◆ ABOUT THIS TASK
The entries that follow need to be retyped verbatim.

◆ DATA RECORDS
Issue #1071, opened 2023-11-07
api server needs endpoint for deleting freight


krancour:
Users may often wish to delete a piece of freight that they consider invalid or failed so that it does not clutter their freightline.

krancour:
The endpoint should return an appropriate error if there is an attempt to delete Freight that is currently in use by any Stage. In fact, we should probably incorporate that into an admission/validating webhook so that kubectl users get the same protection.

PR #1176, opened 2023-11-28
feat: check freight is in-use before deleting

devholic:
Part of https://github.com/akuity/kargo/issues/1071

This commit adds a validating webhook that checks if the freight is in-use before deleting it.


gdsoumya (approved):

krancour:
@devholic 🔥

krancour (approved):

◆ FINISHED TASK
Issue #1071, opened 2023-11-07
api server needs endpoint for deleting freight


krancour:
Users may often wish to delete a piece of freight that they consider invalid or failed so that it does not clutter their freightline.

krancour:
The endpoint should return an appropriate error if there is an attempt to delete Freight that is currently in use by any Stage. In fact, we should probably incorporate that into an admission/validating webhook so that kubectl users get the same protection.

PR #1176, opened 2023-11-28
feat: check freight is in-use before deleting

devholic:
Part of https://github.com/akuity/kargo/issues/1071

This commit adds a validating webhook that checks if the freight is in-use before deleting it.


gdsoumya (approved):

krancour:
@devholic 🔥

krancour (approved):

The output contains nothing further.